● **TASK PROMPT**: Find the string "Requested" in the data, and copy out each line that has it.

Start of Block

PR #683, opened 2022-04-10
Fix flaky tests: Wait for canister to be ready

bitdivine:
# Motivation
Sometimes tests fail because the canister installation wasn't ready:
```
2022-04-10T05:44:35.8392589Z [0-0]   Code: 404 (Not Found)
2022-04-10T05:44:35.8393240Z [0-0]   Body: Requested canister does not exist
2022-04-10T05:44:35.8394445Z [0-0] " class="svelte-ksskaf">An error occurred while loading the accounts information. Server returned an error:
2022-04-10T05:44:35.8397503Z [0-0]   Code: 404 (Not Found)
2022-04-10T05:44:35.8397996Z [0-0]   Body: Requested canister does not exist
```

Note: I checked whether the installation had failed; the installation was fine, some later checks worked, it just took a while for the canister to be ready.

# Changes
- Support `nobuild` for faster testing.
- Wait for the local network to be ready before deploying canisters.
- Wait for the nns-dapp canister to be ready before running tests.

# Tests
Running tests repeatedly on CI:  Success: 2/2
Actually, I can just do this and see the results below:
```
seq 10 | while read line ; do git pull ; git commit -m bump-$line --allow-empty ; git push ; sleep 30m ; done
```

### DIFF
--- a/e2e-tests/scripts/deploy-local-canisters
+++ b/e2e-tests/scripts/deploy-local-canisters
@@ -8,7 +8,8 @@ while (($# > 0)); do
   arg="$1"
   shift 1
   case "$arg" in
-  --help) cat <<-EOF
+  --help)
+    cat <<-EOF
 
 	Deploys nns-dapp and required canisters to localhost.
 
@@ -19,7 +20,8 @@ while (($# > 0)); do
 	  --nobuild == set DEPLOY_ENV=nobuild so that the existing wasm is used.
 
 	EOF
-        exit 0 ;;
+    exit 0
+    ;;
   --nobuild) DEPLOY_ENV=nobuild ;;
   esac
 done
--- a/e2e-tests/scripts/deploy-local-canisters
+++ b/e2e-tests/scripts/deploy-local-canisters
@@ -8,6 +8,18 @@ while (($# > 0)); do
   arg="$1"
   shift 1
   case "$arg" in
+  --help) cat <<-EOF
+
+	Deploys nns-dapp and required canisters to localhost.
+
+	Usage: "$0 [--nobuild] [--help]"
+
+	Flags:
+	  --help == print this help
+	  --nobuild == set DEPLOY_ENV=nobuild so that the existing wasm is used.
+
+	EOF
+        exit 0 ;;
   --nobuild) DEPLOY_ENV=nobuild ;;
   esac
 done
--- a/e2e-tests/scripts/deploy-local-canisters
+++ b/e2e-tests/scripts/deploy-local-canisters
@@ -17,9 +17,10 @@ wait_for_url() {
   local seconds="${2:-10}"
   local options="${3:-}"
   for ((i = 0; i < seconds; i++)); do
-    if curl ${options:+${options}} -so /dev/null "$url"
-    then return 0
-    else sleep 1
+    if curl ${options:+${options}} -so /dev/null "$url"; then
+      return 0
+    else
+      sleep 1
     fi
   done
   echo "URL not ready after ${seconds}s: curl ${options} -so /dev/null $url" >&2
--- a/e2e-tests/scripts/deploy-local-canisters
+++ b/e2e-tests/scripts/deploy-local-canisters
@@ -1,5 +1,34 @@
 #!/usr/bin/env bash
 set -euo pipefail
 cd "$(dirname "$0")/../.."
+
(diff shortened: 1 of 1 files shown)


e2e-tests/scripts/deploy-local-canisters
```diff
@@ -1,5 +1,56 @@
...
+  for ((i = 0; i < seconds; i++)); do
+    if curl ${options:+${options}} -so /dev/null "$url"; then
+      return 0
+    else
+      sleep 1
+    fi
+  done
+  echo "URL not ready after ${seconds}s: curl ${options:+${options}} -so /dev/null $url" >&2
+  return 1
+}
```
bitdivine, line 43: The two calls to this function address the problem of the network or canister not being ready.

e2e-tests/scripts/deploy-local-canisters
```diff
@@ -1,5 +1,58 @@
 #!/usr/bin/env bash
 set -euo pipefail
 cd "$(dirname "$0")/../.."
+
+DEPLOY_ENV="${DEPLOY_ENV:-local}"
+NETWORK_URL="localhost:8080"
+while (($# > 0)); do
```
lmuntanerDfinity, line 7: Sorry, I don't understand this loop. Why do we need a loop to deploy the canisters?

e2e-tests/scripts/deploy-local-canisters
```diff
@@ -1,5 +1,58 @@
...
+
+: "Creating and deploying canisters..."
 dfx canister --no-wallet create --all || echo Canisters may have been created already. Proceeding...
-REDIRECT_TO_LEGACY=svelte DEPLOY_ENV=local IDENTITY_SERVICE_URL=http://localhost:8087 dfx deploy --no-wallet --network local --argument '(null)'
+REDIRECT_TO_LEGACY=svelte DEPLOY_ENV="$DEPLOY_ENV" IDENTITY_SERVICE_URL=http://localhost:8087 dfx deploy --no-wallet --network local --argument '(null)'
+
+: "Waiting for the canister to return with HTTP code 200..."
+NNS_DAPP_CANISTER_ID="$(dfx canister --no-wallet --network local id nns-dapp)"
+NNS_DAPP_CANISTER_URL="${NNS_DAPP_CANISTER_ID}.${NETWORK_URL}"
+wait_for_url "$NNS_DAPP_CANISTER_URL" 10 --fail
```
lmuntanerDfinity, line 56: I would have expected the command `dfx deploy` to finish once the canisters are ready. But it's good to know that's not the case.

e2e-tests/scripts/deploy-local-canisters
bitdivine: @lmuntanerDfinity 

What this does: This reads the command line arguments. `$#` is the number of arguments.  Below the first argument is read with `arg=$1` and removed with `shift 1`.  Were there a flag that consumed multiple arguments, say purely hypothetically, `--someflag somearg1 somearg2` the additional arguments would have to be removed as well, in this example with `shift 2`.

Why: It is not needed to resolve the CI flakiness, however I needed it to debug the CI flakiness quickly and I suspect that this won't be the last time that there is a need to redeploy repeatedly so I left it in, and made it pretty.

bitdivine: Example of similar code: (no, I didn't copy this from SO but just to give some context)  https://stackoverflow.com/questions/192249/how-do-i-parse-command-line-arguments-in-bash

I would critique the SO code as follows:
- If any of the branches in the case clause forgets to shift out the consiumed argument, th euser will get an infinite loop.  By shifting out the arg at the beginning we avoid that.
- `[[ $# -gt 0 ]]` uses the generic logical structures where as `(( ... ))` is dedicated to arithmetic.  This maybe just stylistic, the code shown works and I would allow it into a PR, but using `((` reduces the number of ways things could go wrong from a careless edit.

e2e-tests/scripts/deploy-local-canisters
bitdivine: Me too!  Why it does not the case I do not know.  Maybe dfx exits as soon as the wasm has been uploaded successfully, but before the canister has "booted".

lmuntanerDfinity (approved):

End of Block

● **TASK OUTPUT**:
2022-04-10T05:44:35.8393240Z [0-0]   Body: Requested canister does not exist
2022-04-10T05:44:35.8397996Z [0-0]   Body: Requested canister does not exist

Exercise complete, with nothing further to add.